DATA RECORDS:
---

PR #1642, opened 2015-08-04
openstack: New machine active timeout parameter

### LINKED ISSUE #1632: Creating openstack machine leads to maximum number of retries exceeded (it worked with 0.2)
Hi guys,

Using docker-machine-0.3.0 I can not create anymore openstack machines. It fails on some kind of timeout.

---

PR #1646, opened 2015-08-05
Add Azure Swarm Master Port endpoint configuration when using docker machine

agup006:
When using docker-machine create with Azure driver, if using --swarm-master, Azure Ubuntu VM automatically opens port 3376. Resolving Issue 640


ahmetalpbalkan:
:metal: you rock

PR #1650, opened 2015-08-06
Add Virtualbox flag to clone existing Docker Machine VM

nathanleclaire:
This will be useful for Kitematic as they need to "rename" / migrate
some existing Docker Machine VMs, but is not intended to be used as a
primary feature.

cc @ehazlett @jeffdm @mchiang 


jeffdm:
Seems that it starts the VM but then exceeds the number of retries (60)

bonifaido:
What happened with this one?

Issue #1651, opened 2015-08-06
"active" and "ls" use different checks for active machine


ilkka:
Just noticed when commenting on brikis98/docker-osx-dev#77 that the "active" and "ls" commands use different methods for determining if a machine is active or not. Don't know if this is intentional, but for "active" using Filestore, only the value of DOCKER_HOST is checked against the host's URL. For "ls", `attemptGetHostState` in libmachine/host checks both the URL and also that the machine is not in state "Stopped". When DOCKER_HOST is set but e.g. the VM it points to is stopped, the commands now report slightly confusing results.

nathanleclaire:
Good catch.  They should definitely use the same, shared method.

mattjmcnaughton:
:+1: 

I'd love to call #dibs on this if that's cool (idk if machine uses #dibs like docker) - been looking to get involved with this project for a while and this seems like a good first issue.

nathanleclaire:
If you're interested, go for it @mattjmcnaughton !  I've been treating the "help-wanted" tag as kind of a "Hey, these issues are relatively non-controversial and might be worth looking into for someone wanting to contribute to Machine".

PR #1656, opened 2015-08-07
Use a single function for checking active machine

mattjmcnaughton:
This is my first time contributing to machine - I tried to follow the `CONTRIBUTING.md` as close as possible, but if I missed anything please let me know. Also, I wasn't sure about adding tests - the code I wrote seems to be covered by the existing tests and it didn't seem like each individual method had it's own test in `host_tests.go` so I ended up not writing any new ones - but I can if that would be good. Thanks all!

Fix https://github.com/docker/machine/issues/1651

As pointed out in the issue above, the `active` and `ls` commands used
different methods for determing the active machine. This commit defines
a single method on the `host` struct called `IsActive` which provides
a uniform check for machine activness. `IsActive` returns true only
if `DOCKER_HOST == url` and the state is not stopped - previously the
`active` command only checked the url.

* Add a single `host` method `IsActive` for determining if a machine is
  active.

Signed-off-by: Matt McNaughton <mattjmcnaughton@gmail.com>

---

WORK INSTRUCTIONS:
Only the lines above starting at the line that holds "PR #1642, opened 2015-08-04" and ending at the line that holds "Using docker-machine-0.3.0 I" are to be repeated, exactly and in full.

RESPONSE FOR THIS EXERCISE:
PR #1642, opened 2015-08-04
openstack: New machine active timeout parameter

### LINKED ISSUE #1632: Creating openstack machine leads to maximum number of retries exceeded (it worked with 0.2)
Hi guys,

Using docker-machine-0.3.0 I can not create anymore openstack machines. It fails on some kind of timeout.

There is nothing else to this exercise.